PR #11888, opened 2026-01-03
feat: add support for installing additional postgres extensions

### LINKED ISSUE #7584: Allow configurable postgres extensions
## Feature Description

There should be an option to add additional postgres extensions when connecting to a database.

### The Problem

We're using the `tablefunc` module in some of our view entities. Right now, we need to make sure the extension is installed when we create the database. It would be better if TypeORM could ensure the extension is created while it installs other extensions, such as `uuid-ossp`.

### The Solution

From my perspective, ideally we provide an array of extensions when we're configuring the connection. This only really needs to be a string array. [The extensions could then be at the same time as the others.](https://github.com/typeorm/typeorm/blob/7eb032705912cbf4ee340ed9e49970d0f6e23714/src/driver/postgres/PostgresDriver.ts#L323)

### Considered Alternatives

We could add a migration that runs this query, but this isn't compatible with development workflows using `synchronize`. It also feels slightly awkward. An ORM should manage the minutia of a database for us, which includes making sure the necessary features are enabled.

- [ ] `aurora-data-api`
- [ ] `aurora-data-api-pg`
- [ ] `better-sqlite3`
- [ ] `cockroachdb`
- [ ] `cordova`
- [ ] `expo`
- [ ] `mongodb`
- [ ] `mysql`
- [ ] `nativescript`
- [ ] `oracle`
- [x] `postgres`
- [ ] `react-native`
- [ ] `sap`
- [ ] `sqlite`
- [ ] `sqlite-abstract`
- [ ] `sqljs`
- [ ] `sqlserver`

- [x] No, I don't have the time, although I believe I could do it if I had the time...

(I'm a little stretched right now.)

Cprakhar:
### Description of change
This PR addresses #7584 to introduces the functionality to install additional Postgres extensions during connection setup. Verify changes through updated tests for custom extension installation. Documentation reflects the new extension options.

### Pull-Request Checklist
-   [x] This pull request links relevant issues as `Fixes #7584`

### DIFF
--- a/.pr_agent.toml
+++ b/.pr_agent.toml
@@ -2,13 +2,19 @@
 pr_commands = [
     "/review",
     "/improve",
+    "/agentic_review"
 ]
 
 handle_push_trigger = true
 push_commands = [
     "/improve",
+    "/agentic_review"
 ]
 
 [auto_best_practices]
 enable_auto_best_practices = true
-utilize_auto_best_practices = true 
+utilize_auto_best_practices = true
+
+[review_agent]
+enabled = true
+publish_output = true
--- a/test/github-issues/1780/entity/User.ts
+++ b/test/github-issues/1780/entity/User.ts
@@ -1,9 +1,10 @@
 import { Entity } from "../../../../src/decorator/entity/Entity"
 import { Column } from "../../../../src/decorator/columns/Column"
 import { PrimaryGeneratedColumn } from "../../../../src/decorator/columns/PrimaryGeneratedColumn"
-import { Index } from "../../../../src/decorator/Index"
+import { Unique } from "../../../../src"
 @Entity()
-@Index("unique_idx", ["first_name", "last_name"], { unique: true })
+@Unique("unique_first_name", ["first_name"])
+@Unique("unique_name_pair", ["first_name", "last_name"])
 export class User {
     @PrimaryGeneratedColumn()
     id: number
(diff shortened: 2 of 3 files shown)


src/driver/postgres/PostgresDriver.ts
```diff
@@ -405,14 +405,25 @@ export class PostgresDriver implements Driver {
      * Makes any action after connection (e.g. create extensions in Postgres driver).
      */
     async afterConnect(): Promise<void> {
+        const extensionsToInstall = this.options.extensions
         const extensionsMetadata = await this.checkMetadataForExtensions()
         const [connection, release] = await this.obtainMasterConnection()
+        const availableExtensions =
```
gioboa: Can we move this inside the if condition to limit the impact of this change?

src/driver/postgres/PostgresDriver.ts
```diff
@@ -538,6 +576,34 @@ export class PostgresDriver implements Driver {
                     "At least one of the entities has an exclusion constraint, but the 'btree_gist' extension cannot be installed automatically. Please install it manually using superuser rights",
                 )
             }
+
+        if (extensionsToInstall && extensionsToInstall.length > 0) {
+            for (const extension of extensionsToInstall) {
+                if (
+                    availableExtensions &&
```
gioboa: Can we remove this if condition and filter `extensionsToInstall` outside of this method?

gioboa (changes requested):
Thanks @Cprakhar 
I added few comments

src/driver/postgres/PostgresDriver.ts
Cprakhar: Are you suggesting that we create a new method to be called from `enableExtensions` or `afterConnect`?

gioboa: from `afterConnect` the line before the `await this.enableExtensions(` call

◇ ◇ ◇ ◇ ◇ ◇ ◇

→ Task to complete: Transcribe the whole listing above, keeping each line exactly as written.

→ Written reply:
PR #11888, opened 2026-01-03
feat: add support for installing additional postgres extensions

### LINKED ISSUE #7584: Allow configurable postgres extensions
## Feature Description

There should be an option to add additional postgres extensions when connecting to a database.

### The Problem

We're using the `tablefunc` module in some of our view entities. Right now, we need to make sure the extension is installed when we create the database. It would be better if TypeORM could ensure the extension is created while it installs other extensions, such as `uuid-ossp`.

### The Solution

From my perspective, ideally we provide an array of extensions when we're configuring the connection. This only really needs to be a string array. [The extensions could then be at the same time as the others.](https://github.com/typeorm/typeorm/blob/7eb032705912cbf4ee340ed9e49970d0f6e23714/src/driver/postgres/PostgresDriver.ts#L323)

### Considered Alternatives

We could add a migration that runs this query, but this isn't compatible with development workflows using `synchronize`. It also feels slightly awkward. An ORM should manage the minutia of a database for us, which includes making sure the necessary features are enabled.

- [ ] `aurora-data-api`
- [ ] `aurora-data-api-pg`
- [ ] `better-sqlite3`
- [ ] `cockroachdb`
- [ ] `cordova`
- [ ] `expo`
- [ ] `mongodb`
- [ ] `mysql`
- [ ] `nativescript`
- [ ] `oracle`
- [x] `postgres`
- [ ] `react-native`
- [ ] `sap`
- [ ] `sqlite`
- [ ] `sqlite-abstract`
- [ ] `sqljs`
- [ ] `sqlserver`

- [x] No, I don't have the time, although I believe I could do it if I had the time...

(I'm a little stretched right now.)

Cprakhar:
### Description of change
This PR addresses #7584 to introduces the functionality to install additional Postgres extensions during connection setup. Verify changes through updated tests for custom extension installation. Documentation reflects the new extension options.

### Pull-Request Checklist
-   [x] This pull request links relevant issues as `Fixes #7584`

### DIFF
--- a/.pr_agent.toml
+++ b/.pr_agent.toml
@@ -2,13 +2,19 @@
 pr_commands = [
     "/review",
     "/improve",
+    "/agentic_review"
 ]
 
 handle_push_trigger = true
 push_commands = [
     "/improve",
+    "/agentic_review"
 ]
 
 [auto_best_practices]
 enable_auto_best_practices = true
-utilize_auto_best_practices = true 
+utilize_auto_best_practices = true
+
+[review_agent]
+enabled = true
+publish_output = true
--- a/test/github-issues/1780/entity/User.ts
+++ b/test/github-issues/1780/entity/User.ts
@@ -1,9 +1,10 @@
 import { Entity } from "../../../../src/decorator/entity/Entity"
 import { Column } from "../../../../src/decorator/columns/Column"
 import { PrimaryGeneratedColumn } from "../../../../src/decorator/columns/PrimaryGeneratedColumn"
-import { Index } from "../../../../src/decorator/Index"
+import { Unique } from "../../../../src"
 @Entity()
-@Index("unique_idx", ["first_name", "last_name"], { unique: true })
+@Unique("unique_first_name", ["first_name"])
+@Unique("unique_name_pair", ["first_name", "last_name"])
 export class User {
     @PrimaryGeneratedColumn()
     id: number
(diff shortened: 2 of 3 files shown)


src/driver/postgres/PostgresDriver.ts
```diff
@@ -405,14 +405,25 @@ export class PostgresDriver implements Driver {
      * Makes any action after connection (e.g. create extensions in Postgres driver).
      */
     async afterConnect(): Promise<void> {
+        const extensionsToInstall = this.options.extensions
         const extensionsMetadata = await this.checkMetadataForExtensions()
         const [connection, release] = await this.obtainMasterConnection()
+        const availableExtensions =
```
gioboa: Can we move this inside the if condition to limit the impact of this change?

src/driver/postgres/PostgresDriver.ts
```diff
@@ -538,6 +576,34 @@ export class PostgresDriver implements Driver {
                     "At least one of the entities has an exclusion constraint, but the 'btree_gist' extension cannot be installed automatically. Please install it manually using superuser rights",
                 )
             }
+
+        if (extensionsToInstall && extensionsToInstall.length > 0) {
+            for (const extension of extensionsToInstall) {
+                if (
+                    availableExtensions &&
```
gioboa: Can we remove this if condition and filter `extensionsToInstall` outside of this method?

gioboa (changes requested):
Thanks @Cprakhar 
I added few comments

src/driver/postgres/PostgresDriver.ts
Cprakhar: Are you suggesting that we create a new method to be called from `enableExtensions` or `afterConnect`?

gioboa: from `afterConnect` the line before the `await this.enableExtensions(` call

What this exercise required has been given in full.